On a recent student housing project, we had the luxury of having quite a few of the rooms already demolished when we were hired, so we saw some of the conditions from the get-go. This enabled us to have more specific communication with the owner, understanding more about the potential unknowns, and making sure the contract was specific on how those changes were going to be handled. In your typical renovation project, those early conversations can help everyone make a plan for how unknowns will be handled and write it into the qualifications for the project.
Matt: Preconstruction on hospital renovation projects is the major key to making the project more predictable. We like to have conversations with our owners and design partners together, so everyone can establish expectations around cost and schedule. We spend a lot of time explaining potential challenges, how they can affect pricing, and why these things matter. We tend to break the project down into the smallest possible phases to get a microscopic view of costs and timing. You must know these things and communicate with the clients about potential challenges up front; otherwise, there could be substantial financial implications.

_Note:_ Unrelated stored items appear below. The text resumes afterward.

PR #3363, opened 2022-07-01
feat: #182476312 updated navbar for onboarding

somabadri:


web/src/components/navbar/NavBar.test.tsx
```diff
@@ -69,6 +69,68 @@ describe("<NavBar />", () => {
...
+        renderDesktopNav();
+        expect(screen.getByText(Config.navigationDefaults.logInButton)).toBeInTheDocument();
+      });
+
+      it("doesn't render register button when in onboarding", () => {
+        renderDesktopNav();
+        expect(screen.queryByTestId("registration-button")).not.toBeInTheDocument();
+      });
+
+      it("doesn't render a menu to be opened when in onboarding", async () => {
```
aloverso, line 99: in this test name and the one before it, the "when in onboarding" piece is redundant because it already says that in the `describe`

web/src/components/navbar/NavBarDesktop.tsx
```diff
@@ -26,12 +26,19 @@ export const NavBarDesktop = (): ReactElement => {
...
+      return;
+    }
     if (!open) {
       analytics.event.account_name.click.expand_account_menu();
     }
     setOpen((prevOpen) => !prevOpen);
   };
 
+  const currentlyOnboarding = (): boolean => {
+    return router.pathname === "/onboarding" ? true : false;
```
aloverso, line 39: this ternary can be simplified, the true/false is redundant, you can just say `return router.pathname === "/onboarding"`

web/src/components/navbar/NavBarDesktop.tsx
```diff
@@ -26,12 +26,19 @@ export const NavBarDesktop = (): ReactElement => {
   const anchorRef = useRef<HTMLButtonElement | null>(null);
 
   const toggleDropdown = (): void => {
+    if (currentlyOnboarding()) {
+      return;
+    }
```
aloverso, line 31: this is unnecessary, right? Because the dropdown will never even show up when in onboarding?

PR #3428, opened 2022-07-07
feat: [#182374939] add priority status feedback selection

AnJuHyppolite:


web/src/components/tasks/cannabis/CannabisPriorityTypes.tsx
```diff
@@ -53,6 +55,71 @@ export const CannabisPriorityTypes = (props: Props): ReactElement => {
     }
   }, [userData, update]);
 
+  useEffect(() => {
+    if (!userData) return;
+    const anyMinorityOrWomenCheckboxesSelected: boolean = priorityTypesObj.minorityOrWomen.some(
```
dsueltenfuss, line 60: This logic all works great, but it could be consolidated. 
Instead of doing the check, storing it as a variable and then using that variable in the if block, you could have the if block be the check. 

This would make it more clear and concise. 

That said, I don't think that needs to be changed before this ticket is merged to main. It could be done as a refactoring later.

web/src/components/tasks/cannabis/CannabisPriorityStatusTask.test.tsx
```diff
@@ -362,4 +363,167 @@ describe("<CannabisPriorityStatusTask />", () => {
...
+    fireEvent.click(screen.getByTestId(randomMinorityOrWomenPriorityType));
+    fireEvent.click(screen.getByTestId(randomSocialEquityPriorityType));
+    expect(screen.getByText(eligibilityPhrase)).toBeInTheDocument();
+
+    fireEvent.click(screen.getByTestId(randomMinorityOrWomenPriorityType));
+    fireEvent.click(screen.getByTestId(randomSocialEquityPriorityType));
+    expect(screen.queryByText(eligibilityPhrase)).not.toBeInTheDocument();
+  });
+
+  it("displays minority/women, impact zone, and social equity eligibilities when minority/women, impact zone, and social equity priority types are selected", () => {
```
aloverso, line 498: this is a nitpick, (I'm sorry) but one thing to think about is that tests are documentation for future developers. The names of tests should succinctly communicate the behavior, so that if someone is looking to understand or make changes, they should be able to look at test names and understand and make changes quickly.

These test names are descriptive, but they're fairly wordy and repetitive - different tests here have very similar names. It might be worth considering ways to simplify the name of the test to be clearer about what they're doing. When we were developing together, we were referring to them as "the test for the two-case" and the "test for the three-case". Because that was the Thing they were testing for. A future developer would have to work hard reading the test names & body to see that some are testing the two-case vs three-case.

A few examples that might be more readable. I'm giving more than one to show that this is totally a stylistic nitpick! Your code is just fine, and you're welcome to take any of these suggestions, or none of them. Just communicating that thinking about that "future developer" trying to read & understand the tests is an audience I think about when writing my test names.
- it "displays phrase with 2 eligibilities when minority/women AND impact zone checked"
- it "inserts minority/women and impact zone into 2-part eligibility phrase"
- it "displays 2-part eligibility phrase for minority/women and impact zone"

Recently we completed demolition in the first phase of a 14-phase project and found there were structural concerns that required repairs. Those repairs extended the schedule by six weeks. But, because we had a good relationship with our owner and design team, we were able to work together and relook at the phasing, discussing what they absolutely must have to operate and what can be reorganized to allow more phases to be under construction at the same time. With these continual conversations we are now pulling the schedule back and are able to get the entire project back on schedule. In healthcare renovations, we often have to look at needs versus preferences to make up or save time.
The Big Picture
Renovation projects are inherently risky, but we’ve found that communication, communication, and more communication is essential to mitigating that risk. We overcommunicate the plan up front and throughout the process.
We involve the entire team in this process – from owners to architects, from engineers to trade partners – so everyone is on the same page and readily available if a quick design fix or decision needs to be made. This helps us avoid delays and keeps everyone accountable.